Mme Nicole Borvo. Je demande la parole.
M. le président. La parole est à Mme Borvo.
Mme Nicole Borvo. Monsieur le secrétaire d'Etat, cette réponse ne me satisfait pas, vous pourrez en faire part à M. le ministre de l'économie et de l'industrie. En effet, se séparer d'une partie de son patrimoine pour réaliser une opération immobilière, comme l'envisage la direction de l'Imprimerie nationale, qui fonctionne désormais selon des critères privés, peut être une politique à courte vue.
De plus, les arguments techniques souvent énoncés concernant le site de Paris me semblent contestables.
En ce qui concerne l'emploi, par ailleurs, l'expérience nous a malheureusement montré que toute opération de délocalisation se traduisait par des pertes d'emplois.

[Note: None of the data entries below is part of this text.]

PR #567, opened 2020-02-11
Add regions as goals for english_language_generator.py

### LINKED ISSUE #566: Increase coverage of Regions as Goals for English Language Generator
Implement "beside", "behind", "in front of", "over", and "under"

LichMaster98:
Closes #566

### DIFF
--- a/adam/language_specific/english/english_language_generator.py
+++ b/adam/language_specific/english/english_language_generator.py
@@ -615,7 +615,7 @@ class SimpleRuleBasedEnglishLanguageGenerator(
                 return "over"
             elif region.direction == GRAVITATIONAL_DOWN:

L'Etat devrait permettre à l'Imprimerie nationale d'emprunter afin d'assurer une véritable politique d'investissement. Cette stratégie, le reste de la profession l'applique, puisque les problèmes ne sont pas spécifiques à l'Imprimerie nationale.
Dans ce contexte, l'Imprimerie nationale dispose d'atouts car, quoi qu'en disent certains, malgré la faible rentabilité des capitaux sur les métiers d'impression traditionnels, cette imprimerie s'est maintenue en imprimerie généraliste du fait de la spécificité de sa clientèle publique. La part du secteur public pourrait d'ailleurs être sensiblement augmentée, notamment celle des ministères. Le ministère des finances lui-même, qui est l'unique actionnaire de l'entreprise, confie actuellement nombre de ses travaux à des imprimeries concurrentes de la sienne, cela me semble contestable.
L'Imprimerie nationale constitue un atout industriel et culturel pour Paris. L'idée de vendre ce site magnifique pour en faire peut-être, comme cela a été évoqué, un entrepôt pour grands magasins m'est insupportable.
Cela amplifierait encore les nuisances pour les habitants du quartier. Ne devrait-on pas, au contraire, réfléchir à la manière de préserver ce site et de l'ouvrir vers l'extérieur en y intégrant ce qui pourrait être le conservatoire vivant de l'imprimerie qui manque cruellement à la capitale, sous une forme plus prestigieuse et permettant une plus grande fréquentation par le public ?
J'ai bien conscience, monsieur le secrétaire d'Etat, que le problème dépasse sans doute les seules compétences du ministère de l'économie, des finances et de l'industrie, mais, tant du point de vue de l'emploi industriel à Paris que du point de vue du patrimoine, cette quetion devrait être mieux considérée par les pouvoirs publics.